**SUPPLIED RECORDS:**
──────────────────────────────
PR #1156, opened 2024-06-24
refactor(*): `stacktrace` and safe `rm`s

oklopfer:
## Purpose

set -x is so hard to read sometimes

## Approach

trap everything, trace it back
- All files and functions must have `{ ignore_stack=false; set -o pipefail; trap stacktrace ERR RETURN; }` at the top
- Any time `return 1` is provided by an internal function, it should be immediately preceded by `ignore_stack=true`, so that intentional error outs are not caught by the trace
- `stacktrace` will pipe back out the return codes it receives that are not `1`

in fixing this PR, three other changes/fixes happened:
1. if `depends` attributes have no aptitude match (like optdepends), then the script will fail out
    - this also fixed optdepends from checking with apt-cache to checking with aptitude for arch enabled depends
    - this also fixed all of the aptitude checks to properly check for architecture
2. `-git` packages now have a proper version check
    - the git commit is split from the rest of the `pkgver`, and considered separately
    - first, if the git commits of the local and remote version do not match, then an update is triggered regardless of the rest of the version
    - if the git commits are the same, then the normal version is considered (`${pkgver}-pacstall${pkgrel}`)
3. relative files will check if they exist locally relative to the pacscript first, before defaulting to downloading like normal

## Progress

- [x] do it
- [x] test it
- [x] make it stack everything
- [x] make sure things all work normally and don't falsely stacktrace

Screenshot 2024-06-27 at 6 21 39 PM

## Checklist

### DIFF
--- a/misc/scripts/add-repo.sh
+++ b/misc/scripts/add-repo.sh
@@ -25,6 +25,7 @@
 { ignore_stack=false; set -o pipefail; trap stacktrace ERR; }
 
 function parse_repo() {
+    # shellcheck disable=SC2034
     { ignore_stack=false; set -o pipefail; trap stacktrace ERR; }
     local ADDR
     IFS=':' read -ra ADDR <<< "$1"
--- a/misc/scripts/add-repo.sh
+++ b/misc/scripts/add-repo.sh
@@ -22,10 +22,10 @@
 # You should have received a copy of the GNU General Public License
 # along with Pacstall. If not, see <https://www.gnu.org/licenses/>.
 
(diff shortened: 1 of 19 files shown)


oklopfer:
I think dep tree needs patching

oklopfer:
optdeps also does not pre-find packages labeled with :arch

oklopfer:
Screenshot 2024-06-28 at 2 20 52 PM

uh oh

Elsie19 (approved):

PR #1195, opened 2024-07-22
feat(*): add regular `suggests` array

oklopfer:
## Purpose

because of how optdeps works, sometimes when building static packages one needs to just use the suggests array.

## Approach

refactor `prompt_optdepends`

## Progress

- [x] do it
- [x] test it (I am doubtful it will work right away)

## Checklist

### DIFF
--- a/misc/scripts/build.sh
+++ b/misc/scripts/build.sh
@@ -217,6 +217,7 @@ function prompt_optdepends() {
 
 function deblog_depends() {
     { ignore_stack=false; set -o pipefail; trap stacktrace ERR RETURN; }
+    # shellcheck disable=SC2034
     local log_depends log_depends_str input_depends="${1}" todeblog="${2}"
     dep_const.format_control "${input_depends}" log_depends
     dep_const.comma_array log_depends log_depends_str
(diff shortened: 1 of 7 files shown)


oklopfer:
seems to work right away

oklopfer:
Will try to fix #1196 while im here

oklopfer:
nvm I'll solve that in a new pr, it is unrelated

misc/scripts/build.sh
```diff
@@ -183,90 +254,11 @@ function prompt_optdepends() {
...
-            (
-                #shellcheck disable=SC1090
-                source "$METADIR/$i"
-                if [[ -n $_gives ]]; then
-                    echo "$_gives" | tee -a "${PACDIR}-gives-${pacname}" > /dev/null
-                else
-                    echo "$_name" | tee -a "${PACDIR}-gives-${pacname}" > /dev/null
-                fi
-            )
+            awk -F'=' '/^_gives=/{gives=$2} /^_name=/{name=$2} END{print (gives ? gives : name)}' "${METADIR}/${i}" >> "${PACDIR}-gives-${pacname}"
```
Elsie19, line 261: If this is actually easier then fine, but I'm just saying I don't like the amount of awk creeping into the codebase.

Elsie19 (approved):

PR #1189, opened 2024-07-12
feat(repo): add aliases and specifiers

Elsie19:
## Purpose

Currently our `pacstallrepo` file only supports raw URLs per newline, which really isn't great. Now we can add aliases to quickly reference those repos, and specifiers to narrow down ambiguous repository names.

## Approach

`pacstallrepo` now optionally supports aliases, specifiers, or both. Here's an example:
```bash
[github] https://raw.githubusercontent.com/pacstall/pacstall-programs/master @pacstall
```

## Progress

- [x] Create library file.
- [x] Create manpages.
- [ ] Integrate it.

## Checklist

- [x] I confirm that I have read the [contributing guidelines](https://github.com/pacstall/pacstall/blob/develop/CONTRIBUTING.md), and this pull request is abiding by all the clauses stated in the guideline.

PR #1239, opened 2024-09-04
fix(bash): add zsh exception for mapfile

Elsie19:
## Purpose

I goofed on #1189 at the part about getting the urls from `pacstallrepo`. ZSH should no longer scream mapfile errors.

## Checklist

### DIFF
--- a/misc/completion/bash
+++ b/misc/completion/bash
@@ -25,6 +25,8 @@ _pacstall_get_repo_urls() {
     local part split
     while read -r part; do
         if [[ -n $ZSH_NAME ]]; then
+            # shellcheck disable=SC2296
+            # shellcheck disable=SC2116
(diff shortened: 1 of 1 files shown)


misc/completion/bash
```diff
@@ -24,7 +24,13 @@
 _pacstall_get_repo_urls() {
     local part split
     while read -r part; do
-        mapfile -t split <<< "${part// /$'\n'}"
+        if [[ -n $ZSH_NAME ]]; then
+            # shellcheck disable=SC2296
+            # shellcheck disable=SC2116
```
oklopfer, line 29:
```suggestion
            # shellcheck disable=SC2296,SC2116
```

oklopfer (approved):

Issue #1243, opened 2024-09-10
BUG: provides search can result in multiple pkgver responses


oklopfer:
### Describe the bug

```
[version-constraints.sh:dep_const.apt_compare_to_constraints():47] - DEBUG: aptitude search --quiet --disable-columns '?provides(^java-runtime$)?architecture(amd64)' -F %V
[version-constraints.sh:dep_const.apt_compare_to_constraints():47] - DEBUG: pkg_version='2:1.21-76
11.0.24+8-1ubuntu3
17.0.12+7-1ubuntu2
21.0.4+7-3
22.0.2+9-4
23~37ea-1
24~14ea-1
8u422-b05-1ubuntu1'
[version-constraints.sh:dep_const.apt_compare_to_constraints():50] - DEBUG: case "${compare_pkg}" in
[version-constraints.sh:dep_const.apt_compare_to_constraints():53] - DEBUG: dpkg --compare-versions '2:1.21-76
11.0.24+8-1ubuntu3
17.0.12+7-1ubuntu2
21.0.4+7-3
22.0.2+9-4
23~37ea-1
24~14ea-1
8u422-b05-1ubuntu1' ge 21
dpkg: warning: version '2:1.21-76
11.0.24+8-1ubuntu3
17.0.12+7-1ubuntu2
21.0.4+7-3
22.0.2+9-4
23~37ea-1
24~14ea-1
8u422-b05-1ubuntu1' has bad syntax: invalid character in version number
[version-constraints.sh:dep_const.apt_compare_to_constraints():53] - DEBUG: ret=0
```

### To reproduce

asked for `optdepends=("java-runtime>=21: blah")`

### Expected behavior

probably should just pick first (top) result

### Screenshots

<img width="541" alt="Screenshot 2024-09-10 at 5 51 35 PM" src="https://github.com/user-attachments/assets/aa980914-06f2-496b-ba4d-6048d2b93f20">

### OS version

Rhino Linux

### Pacstall version

5.4.1

PR #1252, opened 2024-09-22
fix(version-constraints.sh): loop over multiple provides

oklopfer:
## Purpose

see https://github.com/pacstall/pacstall/issues/1243

## Approach

loop over them, as long as at least one of the results satisfies our check, we don't care, apt can take it from there

## Progress

- [x] do it
- [x] test it

## Addendum

https://github.com/pacstall/pacstall/issues/1243

## Checklist


oklopfer:
can't release 5.5.0 till this is reviewed

vigress8:
Looks fine to me, but need a test case

Elsie19 (approved):
lGTM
──────────────────────────────
**WHAT YOU WILL DO:** Report all lines of the data that include the word "over".

**FINISHED TASK:**
fix(version-constraints.sh): loop over multiple provides
loop over them, as long as at least one of the results satisfies our check, we don't care, apt can take it from there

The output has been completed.